Its name would translate to something like, "miracle-petal," I was thinking. My current idea for it was "Miraculum folium".


I'd be very grateful for any help to make sure the name makes sense and is suitable. Thank you very much for any help you can give. I apologize if my post is unsuitable in any way.


----------



## wtrmute

I confess ignorance as to how the Romans called a flower's petal.  I know the modern "petal" comes from Greek _πέταλον_.  Regardless, since the flower was named in modern times, bad Latin has a lot of verisimilitude.

At any rate, in English, it's common to juxtapose nouns to create possessive constructions, but in Latin this isn't the case.  So if you want to write "miracle petal" as in "a petal which is a miracle", it's usually best to use an adjective like _mirābĭlis_ or _mirāculōsus_.


----------



## relativamente

wtrmute said:


> I confess ignorance as to how the Romans called a flower's petal.  I know the modern "petal" comes from Greek _πέταλον_.  Regardless, since the flower was named in modern times, bad Latin has a lot of verisimilitude.
> 
> At any rate, in English, it's common to juxtapose nouns to create possessive constructions, but in Latin this isn't the case.  So if you want to write "miracle petal" as in "a petal which is a miracle", it's usually best to use an adjective like _mirābĭlis_ or _mirāculōsus_.
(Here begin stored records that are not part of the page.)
PR #13198, opened 2022-09-21
Update lightstreamer image

dario-weswit:
Add Lightstreamer version 7.3

### DIFF
--- a/library/lightstreamer
+++ b/library/lightstreamer
@@ -2,52 +2,52 @@ Maintainers: Lightstreamer Server Development Team <support@lightreamer.com> (@l
 GitRepo: https://github.com/Lightstreamer/Docker.git
 
 Tags: 6.0.3, 6.0
-Architectures: amd64
-GitCommit: eeab1ae534273b1b05c973e577a1f3eec8d58427
+Architectures: amd64, arm64v8
+GitCommit: 84e3f6588620183b48b7eb62a18070b793eff019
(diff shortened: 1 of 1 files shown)


dario-weswit:
The tests fail on the dockerfiles for the old versions, whereas the pull request is only meant to add the images for a new version (and remove a few tags from the old images).
Are we requested to update all the old images as well?

yosifkit:
```diff
-RUN apt -y update
-RUN apt -y install gnupg
+RUN apt-get -y update \
+     && apt-get -y install gnupg \
+     && rm -rf /var/lib/apt/lists/*
```
Use `apt-get` rather than `apt` because "Warning: apt does not have a stable CLI interface. Use with caution in scripts." Always combine `RUN apt-get update` with `apt-get install` in the same `RUN` statement. Also recommend to add the clean up after to help keep image size down.

>Are we requested to update all the old images as well?

If they are still in the library file, then they are called "Supported" in official images and should continue to be updated (like image fixes and version bumps). Since they are from official images that are no longer updated, they will also not get the benefit of rebuilds from base image updates. If the images are just old releases that are no longer updated, they could potentially be removed.  Removing it here will remove it from the "Supported" section on the Hub readme, but the tag will still be available to users who want it.  (See https://github.com/docker-library/official-images#library-definition-files for more detail on this.)

dario-weswit:
Thank you for the patience.

PR #13201, opened 2022-09-21
mariadb entrypoint fix

grooverdan:
I made a mistake and caused #MariaDB/mariadb-docker/issues/460

Correct fails to set password with MARIADB_ROOT_HOST=localhost,

Now includes test case.

### DIFF
--- a/library/mariadb
+++ b/library/mariadb
@@ -6,40 +6,40 @@ GitRepo: https://github.com/MariaDB/mariadb-docker.git
 
 Tags: 10.10.1-rc-jammy, 10.10-rc-jammy, 10.10.1-rc, 10.10-rc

I agree with this. Only instead of miraculosus you should say miraculosa, as plants and trees nouns are always feminine in Latin


----------



## Habensaer

This is excellent feedback. Thank you.


I wasn't sure what to use for petal, either. The closest I could find was leaf. If bad Latin is often used in modern naming of species, I'm glad to continue the tradition.

So unless I keep the current version to give a (likely too strong) impression of amateur Latin, I guess, "Miraculosa folium"?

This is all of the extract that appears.